The answer must be a single number: how many lines in the entries below contain the word "something".

Data items
____________

PR #938, opened 2022-03-23
centroid: implement propagated uncertainties

kecnry:
* follows same pattern as in `line_flux` of setting an uncertainty attribute on the returned quantity if the input `Spectrum1D` has assigned uncertainties.
* implements a private `uncertainty._convert_uncertainty` function to convert the `Spectrum1D.uncertainty` to any assumed type.  This is now used in `line_flux` as well.
* hardcodes dispersion uncertainty to zero for now, but keeps the terms in the equations in case we want to support passing/storing dispersion uncertainties in the future.  Alternatively, the equations would simplify somewhat significantly if we drop support for uncertainties on dispersion entirely.

### DIFF
--- a/specutils/analysis/location.py
+++ b/specutils/analysis/location.py
@@ -4,9 +4,11 @@ spectral features.
 """
 
 import numpy as np
+from astropy.nddata import StdDevUncertainty
 
 from ..spectra import SpectralRegion
 from ..manipulation import extract_region
+from .uncertainty import _convert_uncertainty
 
 
 __all__ = ['centroid']
@@ -19,7 +21,9 @@ def centroid(spectrum, region):
     Parameters
     ----------
     spectrum : `~specutils.spectra.spectrum1d.Spectrum1D`
-        The spectrum object overwhich the centroid will be calculated.
+        The spectrum object overwhich the centroid will be calculated.  If the uncertainty
+        is populated, the returned quantity will include an uncertainty attribute with
+        the propagated uncertainty (in stddev).
 
     region: `~specutils.utils.SpectralRegion` or list of `~specutils.utils.SpectralRegion`
         Region within the spectrum to calculate the centroid.
@@ -53,8 +57,9 @@ def centroid(spectrum, region):
 
 def _centroid_single_region(spectrum, region=None):
     """
-    Calculate the centroid of the spectrum based on the flux and uncertainty
-    in the spectrum.
+    Calculate the centroid of the spectrum based on the flux in the spectrum.
+    The returned quantity object will have an uncertainty attribute which
+    will be populated if ``spectrum`` has uncertainties assigned.
 
     Parameters
     ----------
@@ -80,16 +85,49 @@ def _centroid_single_region(spectrum, region=None):
     else:
         calc_spectrum = spectrum
 
+    if spectrum.uncertainty is not None:
+        flux_uncert = _convert_uncertainty(calc_spectrum.uncertainty, StdDevUncertainty)
+    else:
+        # dummy value for uncertainties to avoid extra if-statements when applying mask
+        flux_uncert = np.zeros_like(spectrum.flux)
+
     if hasattr(spectrum, 'mask') and spectrum.mask is not None:
         flux = calc_spectrum.flux[~calc_spectrum.mask]
         dispersion = calc_spectrum.spectral_axis[~calc_spectrum.mask].quantity
+        flux_uncert = flux_uncert[~calc_spectrum.mask]
     else:
         flux = calc_spectrum.flux
         dispersion = calc_spectrum.spectral_axis.quantity
 
-    if len(flux.shape) > 1:
+    if len(flux.shape) == 2:
         dispersion = np.tile(dispersion, [flux.shape[0], 1])
+    elif len(flux.shape) > 2:
+        raise ValueError("spectrum must be 1D or 2D")
+
+    # centroid is the flux-weighted mean of the dispersions, the uncertainties
+    # need to be scaled to the numerator/denominator, so we'll compute those in advance.
 
     # the axis=-1 will enable this to run on single-dispersion, single-flux
     # and single-dispersion, multiple-flux
-    return np.sum(flux * dispersion, axis=-1) / np.sum(flux, axis=-1)
+    numerator = np.sum(flux*dispersion, axis=-1)
+    denom = np.sum(flux, axis=-1)
+    centroid = numerator/denom
+
+    if spectrum.uncertainty is not None:
+        disp_uncert = 0.0 * dispersion.unit
+
+        # uncertainty for each flux*dispersion term, frationally added in quadrature
+        num_term_uncerts = flux*dispersion * np.sqrt((flux_uncert/flux)**2 +
+                                                     (disp_uncert/dispersion)**2)
+        # uncertainty for the numerator sum, added in quadrature
+        num_uncert = np.sqrt(np.sum(num_term_uncerts**2, axis=-1))
+        # uncertainty for the denom sum, added in quadrature
+        denom_uncert = np.sqrt(np.sum(flux_uncert**2, axis=-1))
+
+        # centroid uncertainty, fractional added in quadrature of numerator and denom
+        centroid.uncertainty = numerator/denom * np.sqrt((num_uncert/numerator)**2 +
+                                                         (denom_uncert/denom)**2)
+    else:
+        centroid.uncertainty = None
+
+    return centroid
--- a/specutils/analysis/location.py
+++ b/specutils/analysis/location.py
@@ -21,9 +21,9 @@ def centroid(spectrum, region):
     Parameters
     ----------
     spectrum : `~specutils.spectra.spectrum1d.Spectrum1D`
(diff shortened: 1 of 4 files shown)


kecnry:
CI failure is unrelated and already a known issue in astropy.

specutils/tests/test_analysis.py
```diff
@@ -467,6 +467,7 @@ def test_centroid(simulated_spectra):
 
     assert isinstance(spec_centroid, u.Quantity)
     assert np.allclose(spec_centroid.value, spec_centroid_expected.value)
+    assert hasattr(spec_centroid, 'uncertainty')
```
rosteen, line 471:
```suggestion
quantity_allclose(spec_centroid.uncertainty, 4.4585e-06*u.um, rtol = 5e-5)
```

rosteen (commented):
Looks good, thanks for the addition. I made one suggestion to check the actual value of uncertainty as well as the existence of the attribute in the test. If you want to accept that I'll go ahead and approve/merge.

specutils/tests/test_analysis.py
rosteen: Hold on, that actual fails...what did I mess up... 😆

kecnry:
I'll also just add the same comment I did in #939 - `line_flux` uses (and seems to return) variance, but `centroid` here returns standard deviation.  We should probably be consistent (and document) and/or wrap the uncertainty in the `StdDevUncertainty` class (but then that feels even worse to be hacked on top of the quantity object)... but which do we choose?

I think at some point attaching the uncertainty to the quantity object should be revisited, as it also is easily dropped when converting units, but that's well outside the scope of these two PRs.

specutils/tests/test_analysis.py
kecnry: Maybe add a comment that the actual value has not been properly vetted yet (the math hasn't been reviewed, afaik).  But putting something in to ensure it doesn't accidentally change is probably still a good idea.

specutils/analysis/uncertainty.py
```diff
@@ -186,3 +187,26 @@ def _snr_derived(spectrum, region=None):
         return signal / noise
     else:
         return 0.0
+
+
+def _convert_uncertainty(uncertainty, to_class):
```
eteq, line 192: This should really be in `astropy.nddata`.  And hopefully will be in 5.1 with stropy/astropy#12057 !  We should change this to use that if the version is > 5.0.x, and fall back on this implementation (or a simple copy-paste of 12057 into here?)  if not.  That way we won't be forced to require Astropy 5.1 which isn't even out yet.

specutils/analysis/location.py
```diff
@@ -80,16 +85,49 @@ def _centroid_single_region(spectrum, region=None):
...
+        flux_uncert = flux_uncert[~calc_spectrum.mask]
     else:
         flux = calc_spectrum.flux
         dispersion = calc_spectrum.spectral_axis.quantity
 
-    if len(flux.shape) > 1:
+    if len(flux.shape) == 2:
         dispersion = np.tile(dispersion, [flux.shape[0], 1])
+    elif len(flux.shape) > 2:
+        raise ValueError("spectrum must be 1D or 2D")
```
eteq, line 105: I'm a bit confused on this.  Shouldn't it be OK for it to be *any* dimension, and the centroiding is just applied only along the spectral dimension?

specutils/analysis/location.py
```diff
@@ -19,7 +21,9 @@ def centroid(spectrum, region):
     Parameters
     ----------
     spectrum : `~specutils.spectra.spectrum1d.Spectrum1D`
-        The spectrum object overwhich the centroid will be calculated.
+        The spectrum object overwhich the centroid will be calculated.  If the uncertainty
```
eteq, line 24:
```suggestion
        The spectrum object over which the centroid will be calculated.  If the uncertainty
```
(minor pre-existing typo)

specutils/analysis/location.py
```diff
@@ -19,7 +21,9 @@ def centroid(spectrum, region):
...
+        is populated, the returned quantity will include an uncertainty attribute with
+        the propagated uncertainty (in stddev).
```
eteq, line 26:
```suggestion
        the propagated uncertainty (as Standard Deviation-style uncertainties).
```

specutils/analysis/location.py
```diff
@@ -53,8 +57,9 @@ def centroid(spectrum, region):
 
 def _centroid_single_region(spectrum, region=None):
     """
-    Calculate the centroid of the spectrum based on the flux and uncertainty
-    in the spectrum.
+    Calculate the centroid of the spectrum based on the flux in the spectrum.
+    The returned quantity object will have an uncertainty attribute which
```
eteq, line 61:
```suggestion
    The returned quantity object will have a ``.uncertainty`` attribute which
```

specutils/analysis/location.py
```diff
@@ -53,8 +57,9 @@ def centroid(spectrum, region):
...
+    will be populated if ``spectrum`` has uncertainties assigned.
```
eteq, line 62:
```suggestion
    will be populated if ``spectrum`` has uncertainties assigned, or ``None`` if not.
```

eteq (changes requested):
Mostly some minor suggestions, overall this looks generally good.

There is one comment about the "must be 1d or 2d" that is concerning, but that might be a pre-existing limitation that shouldn't be solved in this PR (I don't know what the current behavior is in >2D!).

On the broader topic of how to encode the uncertainties: I think the ship has sailed somewhat in that line_flux is following the `.uncertainty` -> stddev-style uncertainties. I think that's a fine starting point, as it is infinitely better than no uncertainties and a "better" way does not yet exist.

Going forward I think we may want to encode these instead either as 
1. StdDevUncertainty objects, with a deprecation period on the "old" way of just passing stddev style uncertainties without a wrapper object, or
2. use `astropy.uncertainties`.  Unfrotunately that does not yet have a clean way to handle stddev/var/ivar-style uncertainties, though, so that's probably a project for the future.

Regardless, though, I think it would be good to add an `uncertainty_type` attribute which is set to `std`.  That's how uncertainty objects encode it, and is sort of a soft duck-typing that might give us a fighting chance of following option 1 without a ton of pain.

specutils/analysis/location.py
kecnry: probably, but then we need an additional argument to control which index is the spectral dimension.  That is probably out of scope here... but you could also argue that the new `ValueError` is out of scope, so I'm happy to remove that and/or open a new ticket to support any number of dimensions.

specutils/analysis/location.py
```diff
@@ -80,16 +85,49 @@ def _centroid_single_region(spectrum, region=None):
...
+        num_term_uncerts = flux*dispersion * np.sqrt((flux_uncert/flux)**2 +
+                                                     (disp_uncert/dispersion)**2)
+        # uncertainty for the numerator sum, added in quadrature
+        num_uncert = np.sqrt(np.sum(num_term_uncerts**2, axis=-1))
+        # uncertainty for the denom sum, added in quadrature
+        denom_uncert = np.sqrt(np.sum(flux_uncert**2, axis=-1))
+
+        # centroid uncertainty, fractional added in quadrature of numerator and denom
+        centroid.uncertainty = numerator/denom * np.sqrt((num_uncert/numerator)**2 +
+                                                         (denom_uncert/denom)**2)
```
eteq, line 129: This should give the same answer, but eliminates two `np.sqrt` operations (which in my experience are usually the permformance limitations)
```suggestion
        num_uncertsq = np.sum(num_term_uncerts**2, axis=-1)
        # uncertainty for the denom sum, added in quadrature
        denom_uncertsq = np.sum(flux_uncert**2, axis=-1)

        # centroid uncertainty, fractional added in quadrature of numerator and denom
        centroid.uncertainty = numerator/denom * np.sqrt(num_uncertsq * numerator**-2 +
                                                         (denom_uncertsq * denom)**-2)
```

eteq (approved):
I independently derived this just to check the propogation - if you want to check my math here it is:


I made the slightly different (simpler) assumption of no uncertainty on the dispersion, but it comes to the same result, so huzzah! All is good here.  I did leave one inline suggestion for a minor performance optimization, though, which you can take or leave as you wish.

Two other large-scale thoughts:
1. this derivation is only correct if the pixel uncertainties are uncorrelated.  That's fine, because the correlated case is way more complicated anyway, and I don't think we need to say we'll support that right now.  But we should just note in the docs somewhere that the uncertainty propogation assumes all pixel uncertainties are un-correlated.
2. I agree we can leave the `uncertainty_type` change to a follow-on PR.

So I'm approving with the proviso that @kecnry looks at my suggestion and accepts it or not as you like, and at least consider putting something in the docstrings about the uncorrelated assuption.

rosteen:
Dev failure is also present on main (need to take a look at that...) so I'm merging.

specutils/analysis/uncertainty.py
rosteen: @eteq I'm revisiting this now - are there good reasons to keep `_convert_uncertainty` rather than just bumping the `astropy` requirement to 5.1 in the next `specutils` release and using the `represent_as` machinery now available on the uncertainty objects?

____________

:: SOLUTION TO THE PROBLEM ::
2